LDA: Dimensionality Reduction
Linear Discriminant Analysis (LDA) is widely considered as a dimensionality
reduction technique with a goal of finding a linear projection
\(\mathbf{w}\) that maximizes the ratio of between-class variance to
within-class variance.
Within / Between Class Variance
Suppose we have a \(p\)-dimensional dataset
\(\mathcal{D} = \{\mathbf{x}_i\}_{i=1}^N\) with \(N\) samples and
\(K\) classes.
The mean vector of each class \(\mathbf{\mu}_k\) is defined as:
\[\mathbf{\mu}_k =
\frac{1}{N_k} \sum_{\mathbf{x} \in \mathcal{D}_k} \mathbf{x}\]
where \(N_k\) is the number of samples in class \(k\) and
\(\mathcal{D}_k\) is the set of samples in class \(k\).
The within-class scatter matrix for class \(k\) is defined as:
\[\mathbf{S}_{W_k} =
\sum_{\mathbf{x} \in \mathcal{D}_k}
(\mathbf{x} - \mathbf{\mu}_k) (\mathbf{x} - \mathbf{\mu}_k)^T\]

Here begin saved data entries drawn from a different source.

PR #2067, opened 2025-02-19
build(meson): automatically use poll or select as needed

Tachi107:
Follow-up to 6e73a63153e936e753211a5608acf336fb848a37


yhirose:
@Tachi107 thanks!

PR #2069, opened 2025-02-19
Refactor streams: rename `is_*` to `wait_*` for clarity

falbrechtskirchinger:
- Replace `is_readable()` with `wait_readable()` and `is_writable()` with `wait_writable()` in the Stream interface.
- Implement a new `is_readable()` function with semantics that more closely reflect its name. It returns immediately whether data is available for reading, without waiting.
- Update call sites of `is_writable()`, removing redundant checks.

<hr />

**Note:** The new `is_readable()` capability is *essential* for the WebSockets code, as there's currently no way to tell if `read()` would block. I have an alternative proposal to add `has_buffered_data()`, which is identical to `is_readable()` in this PR. This alternative is less invasive and requires no other code changes, while this PR also aims to enhance semantic clarity.

### DIFF
--- a/httplib.h
+++ b/httplib.h
@@ -751,7 +751,8 @@ public:
   virtual ~Stream() = default;
 
   virtual bool is_readable() const = 0;
-  virtual bool is_writable() const = 0;
+  virtual bool wait_readable() const = 0;
+  virtual bool wait_writable() const = 0;
 
   virtual ssize_t read(char *ptr, size_t size) = 0;
   virtual ssize_t write(const char *ptr, size_t size) = 0;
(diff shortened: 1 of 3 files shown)


yhirose:
@falbrechtskirchinger thanks for the improvement! `is_readable()` is no longer used, right? If so, could you please remove it?

falbrechtskirchinger:
> @falbrechtskirchinger thanks for the improvement! `is_readable()` is no longer used, right? If so, could you please remove it?

Please read the note in the OP. `is_readable()` is critical for the PRs I'll submit later today. Once all three features are in, I'll add unit tests.

yhirose:
Sorry that I forgot to pay attention to the note... The code looks good. Thanks!

falbrechtskirchinger:
> Sorry that I forgot to pay attention to the note... The code looks good. Thanks!

No worries! :+1:

PR #2073, opened 2025-02-20
Add client stream handler

falbrechtskirchinger:
Introduce a new request callback, stream_handler. If set, it replaces all other content-serving mechanisms. The handler is not called in response to HEAD or CONNECT requests, or when following a redirect. Content-related default header fields are not added to the request.

In conjunction with a response handler, it provides a minimal interface to implement a WebSocket client.


yhirose:
I'll close it for now. Please let me know when you work on this.

PR #2077, opened 2025-02-20
Correct default thread pool size in README.md

falbrechtskirchinger:
https://github.com/yhirose/cpp-httplib/blob/a4b2c61a65f4ff3d18b3dd24d2abae40f30be7de/httplib.h#L129-L134


yhirose:
Thanks for the correction!

PR #2354, opened 2026-02-10
Fix compilation on BoringSSL by replacing ASN1_TIME_to_tm

angt:
BoringSSL doesn't expose `ASN1_TIME_to_tm`.
This patch switches to using `ASN1_TIME_diff` to calculate `time_t`. This is supported by OpenSSL, LibreSSL, and BoringSSL, and also avoids the platform-specific `timegm` vs `_mkgmtime` logic.

### DIFF
--- a/httplib.h
+++ b/httplib.h
@@ -15457,26 +15457,18 @@ inline bool get_cert_validity(cert_t cert, time_t &not_before,
 
   ASN1_TIME *epoch = ASN1_TIME_new();
   if (!epoch) return false;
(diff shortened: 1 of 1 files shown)


yhirose:
@angt, thanks for the patch! Could you please use `detail::scope_exit` to call `ASN1_TIME_free`, instead of handling it manually? You can see similar patterns in httplib.h for releasing resources safely.

yhirose:
@angt thanks for your contribution!

ksokolovskyi:
@angt thanks for the fix!

PR #2355, opened 2026-02-11
Correct sign comparison error with sk_X509_OBJECT_num

strangewiz:
In some build configurations, sk_X509_OBJECT_num (from BoringSSL) returns a size_t. Comparing this directly against a signed int loop counter triggers -Werror,-Wsign-compare.

Instead, move the count into a local int variable so the compiler uses implicit conversion to ensure type consistency during the loop comparison.

### DIFF
--- a/httplib.h
+++ b/httplib.h
@@ -15596,7 +15596,7 @@ inline std::vector<std::string> get_ca_names(ctx_t ctx) {
   if (!objs) { return names; }
 
   auto count = sk_X509_OBJECT_num(objs);
-  for (int i = 0; i < count; i++) {
+  for (decltype(count) i = 0; i < count; i++) {
     auto obj = sk_X509_OBJECT_value(objs, i);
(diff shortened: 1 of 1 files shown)


httplib.h
```diff
@@ -15593,7 +15595,7 @@ inline std::vector<std::string> get_ca_names(ctx_t ctx) {
   auto objs = X509_STORE_get0_objects(store);
   if (!objs) { return names; }
 
-  int count = sk_X509_OBJECT_num(objs);
+  auto count = sk_X509_OBJECT_num(objs);
   for (int i = 0; i < count; i++) {
```
yhirose: Should `int` be `decltype(count)`?

strangewiz: It should, thanks!

yhirose:
@strangewiz thanks for your contribution!

ksokolovskyi:
@strangewiz thanks for the fix!

PR #2358, opened 2026-02-11
Offline test (Resolve #2356)

yhirose:
Offline test on Ubuntu (OpenSSL, no TLS)


yhirose:
See comments in https://github.com/yhirose/cpp-httplib/pull/2356.

yhirose:
The only issue is that this test_offline adds 10 more minutes to the GitHub CI. The CI tests already take quite a long time, so I'm wondering if it's really worth including this check in this way. If there's a more efficient approach, I'd prefer to use that instead.

PR #2359, opened 2026-02-11
Bypass new 100MB payload limit when a content_receiver is used

angt:
The new hard payload limit broke the `llama.cpp` downloader and while this is expected for a breaking change, I believe it is going to break a lot of code where this limit is not really helpful and hard to handle correctly when we use our own callback to handle the download. 

Let me know if you think there is a better way to handle this.

With this patch, `llama.cpp` successfully downloads models like before.

### DIFF
--- a/httplib.h
+++ b/httplib.h
@@ -9158,6 +9158,8 @@ inline bool SSLSocketStream::wait_writable() const {
 }
 
 inline ssize_t SSLSocketStream::read(char *ptr, size_t size) {
+  constexpr size_t max_int = static_cast<size_t>((std::numeric_limits<int>::max)());
+  if (size > max_int) size = max_int;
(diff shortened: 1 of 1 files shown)


yhirose:
@angt, thanks for the excellent feedback! I made a similar change in a slightly different way. I introduced has_payload_max_length_ in the Client. When a user explicitly sets the value, httplib will still honor the payload limit even when content_receiver is used. Otherwise, the payload limit will not be enforced. As for the clamping the size value, this is not correct for MbedTLS. So I moved it to the OpenSSL version of `tls::read`. Please let me know if you find any remaining problems.

yhirose:
I've just released v0.32.0. I hope it works well with llama.cpp.
https://github.com/yhirose/cpp-httplib/releases/tag/v0.32.0

PR #2365, opened 2026-02-13
Remove macOS select() fallback

angt:
macOS has supported `poll` for a long time now, so there's no need for the specific `select` code paths.

With this commit, we can successfully build on visionOS.


yhirose:
Thank you for simplifying this, @angt!

Issue #2366, opened 2026-02-13
std::this_thread::sleep() is unsafe on older MSVC


ian-at-des:
**Note:** this issue only affects MSVC STL prior to v17.9 (2022). See [microsoft/STL#718](https://github.com/microsoft/STL/issues/718#issuecomment-3385231473) for details (thanks @Curve).

# Background
The c++ standard [recommends](https://en.cppreference.com/w/cpp/thread/sleep_for.html), but doesn't require, that `std::this_thread::sleep_for()` (and related functions like `sleep_until()`) use a steady clock i.e. one that is monotonic. Unfortunately MSVC implements `this_thread::sleep_for()` using the system clock. This is a [known limitation](https://developercommunity.visualstudio.com/t/bogus-stdthis-threadsleep-for-implementation/58530) but fixing it would require a breaking ABI change which Microsoft do not currently plan to do.

If a thread calls `this_thread::sleep_for()` and the system clock changes (e.g. by the user or by the NTP sync service) then the thread may either:
- Wake up early (not generally an issue)
- Never wake up (generally undesirable behaviour)

The Win32 `::Sleep()` function does not use the system clock and so is not vulnerable to system time changes.

# Bug
Several places call `this_thread::sleep_for()` (e.g. `ClientImpl::write_request()`). Any place that calls `this_thread::sleep_for()` may cause the thread to hang indefinitely, requiring the user to kill/restart the application.

# Fix
- Provide a wrapper `httplib::detail::sleep_for()` that uses `::Sleep()` on MSVC, and `this_thread::sleep_for()` on other platforms.
- Replace uses of `this_thread::sleep_for()` with `detail::sleep_for()`.

I'm happy to provide an implementation, just let me know if you'd prefer it posted as a comment or via a pull request.

# Outstanding Questions
Looking at where `this_thread::sleep_for()` is called, httplib seems to have two use cases:
- `sleep_for(1..100ms)` -> this looks like a genuine "suspend the thread and come back in a while"
- `sleep_for(1..10us)` -> this looks more like "yield my time slice but come back quickly".

[...]

PR #2372, opened 2026-02-16
Fix older MSVC issue where some operations could block indefintately

ian-at-des:
See comment in new `httplib::detail::sleep_for()` function, and issue #2366 for details.


ian-at-des:
Closing as per https://github.com/yhirose/cpp-httplib/issues/2373#issuecomment-3920354212 which also applies to https://github.com/yhirose/cpp-httplib/issues/2366

Issue #2188, opened 2025-07-22
Request for mbedtls Support as a Alternative to OpenSSL


zhlinh:
I hope [mbedtls](https://github.com/Mbed-TLS/mbedtls) can be supported as a alternative to OpenSSL, as it allows for a smaller package size.

yhirose:
@zhlinh thanks for the request. I don't have time to work on that. Could you please send me a pull request for this support? Thanks!

Issue #1142, opened 2021-12-24
Support mbedtls instead of OpenSSL


mrexodia:
OpenSSL is a very heavy dependency and mbedtls is fast to compile and easy to embed in your application.

I looked at the code a year ago or so, but it doesn’t seem like the SSL parts are designed to be replaced easily unfortunately…

A similar idea would be to support the OS’ native SSL implementation so that you can do HTTPS without any dependencies. This should be possible at least on Windows but I’m pretty sure on Mac too.

Also: do you have GitHub sponsors?

yhirose:
@mrexodia, thanks for the feedback. It's a good idea, but I simply don't have time to work on it. Of course, a pull request is always welcome!

mrexodia:
That looks very promising, I will definitely give it a try!

lifw555:
Has there been any progress?
thx

PR #2389, opened 2026-03-08
Add TLSe support

nitanmarcel:
This PR adds support for the [TLSe](https://github.com/eduardsui/tlse) library by @eduardsui.

Tested only on Linux and Android at this moment, both systems work fine.

### DIFF
--- a/README.md
+++ b/README.md
@@ -69,6 +69,7 @@ cpp-httplib supports multiple TLS backends through an abstraction layer:
 | OpenSSL | `CPPHTTPLIB_OPENSSL_SUPPORT` | `libssl`, `libcrypto` |
 | Mbed TLS | `CPPHTTPLIB_MBEDTLS_SUPPORT` | `libmbedtls`, `libmbedx509`, `libmbedcrypto` |
 | wolfSSL | `CPPHTTPLIB_WOLFSSL_SUPPORT` | `libwolfssl` |
+| TLSe | `CPPHTTPLIB_TLSE_SUPPORT` | `tlse.c` + `libtomcrypt.c` (compiled as C) |
 
 > [!NOTE]
 > OpenSSL 3.0 or later is required. Please see [this page](https://www.openssl.org/policies/releasestrat.html) for more information.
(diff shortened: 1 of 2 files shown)


Spixmaster:
Honestly, can we stop with adding support for multiple TLS libraries. It does not benefit the project anymore and makes maintenance a lot harder with no positive outcome.

I understood the profit by supporting Mbed TLS (https://github.com/yhirose/cpp-httplib/issues/1142, https://github.com/yhirose/cpp-httplib/issues/2188, https://github.com/yhirose/cpp-httplib/issues/2309) but the rest just increases maintenance.

nitanmarcel:
Ok then. Maybe, and if I can give a suggestion, there's a way to allow users to implement their ssl libraries using some callbacks cpp-httplib provides? Just an idea, no clue if it's actually possible without a big refactoring

Spixmaster:
Just to be clear, I have no authority to decide anything. I am just worried that this shifts into a wrong direction.

It is rather uncommon to have mutually exclusive dependencies. I have heard of it once in an issue somewhere else than in this project.

yhirose:
@nitanmarcel, thank you for the contribution and for the effort put into this PR!

Unfortunately, I'm not able to merge support for TLSe into cpp-httplib. As a security-critical component, I need to limit TLS backend support to well-established libraries with a strong track record of active maintenance, continuous security auditing, and broad industry adoption — such as OpenSSL, MbedTLS, and wolfSSL. TLSe, while an interesting single-file implementation, doesn't meet that bar at this time.

That said, I'd like to share some positive news and thoughts:

I recently implemented a TLS abstraction API in cpp-httplib, which is what now allows support for multiple backends beyond OpenSSL (MbedTLS and wolfSSL are already supported through this). This actually makes the idea raised in comment #2 — *"Is there a way for users to implement their own SSL library?"* — a very compelling direction. I think exposing the abstraction API and common helper functions to users would be a great next step, allowing anyone to plug in a custom TLS backend (including TLSe, if that's what they need) without requiring it to be bundled into the library itself.

If this PR were to be revised with that in mind — leveraging the existing common functions rather than reimplementing them — it could also serve as a nice reference implementation for how a custom TLS backend can be built on top of cpp-httplib's abstraction layer.

I have higher-priority projects to focus on for the time being, so I won't be able to act on this anytime soon — but I'll keep it in mind as a worthwhile direction for the future.

Thanks again for the proposal — the underlying idea is genuinely valuable, even if I can't merge it in its current form.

The within-class scatter matrix for the entire dataset is defined as:
\[\mathbf{S}_W = \sum_{k=1}^K \mathbf{S}_{W_k}\]
The between-class scatter matrix is defined as:
\[\mathbf{S}_B =
\sum_{k=1}^K
N_k (\mathbf{\mu}_k - \mathbf{\mu}) (\mathbf{\mu}_k - \mathbf{\mu})^T\]
where \(\mathbf{\mu}\) is the mean vector of the entire dataset:
\[\mathbf{\mu} = \frac{1}{N} \sum_{\mathbf{x} \in \mathcal{D}} \mathbf{x}\]
Optimal Projection
Suppose the optimal projection is \(\mathbf{w}\).
The original dataset can be projected onto \(\mathbf{w}\) to obtain a
one-dimensional dataset \(\mathcal{D}' = \{y_i\}_{i=1}^N\) where
\(y_i = \mathbf{w}^T \mathbf{x}_i\).
The projected mean of each class \(\mu_k'\) is defined as:
\[\begin{split}\mu_k' &= \frac{1}{N_k} \sum_{y \in \mathcal{D}'_k} y
\\ &=
\frac{1}{N_k} \sum_{\mathbf{x} \in \mathcal{D}_k} \mathbf{w}^T \mathbf{x}
\\ &=
\mathbf{w}^T \mathbf{\mu}_k\end{split}\]
The projected mean of the entire projected dataset is defined as:
\[\begin{split}\mu' &= \frac{1}{N} \sum_{y \in \mathcal{D}'} y
\\ &=
\frac{1}{N} \sum_{\mathbf{x} \in \mathcal{D}} \mathbf{w}^T \mathbf{x}
\\ &=
\mathbf{w}^T \mathbf{\mu}\end{split}\]
The within-class scatter matrix for the projected dataset is defined as:
\[\begin{split}\mathbf{S}'_{W} &=
\sum_{k=1}^K \sum_{y \in \mathcal{D}'_k} (y - \mu_k')^2
\\ &=
\sum_{k=1}^K \sum_{y \in \mathcal{D}'_k}
(y - \mu_k') (y - \mu_k')^T
\\ &=
\sum_{k=1}^K \sum_{\mathbf{x} \in \mathcal{D}_k}
(\mathbf{w}^T \mathbf{x} - \mathbf{w}^T \mathbf{\mu}_k)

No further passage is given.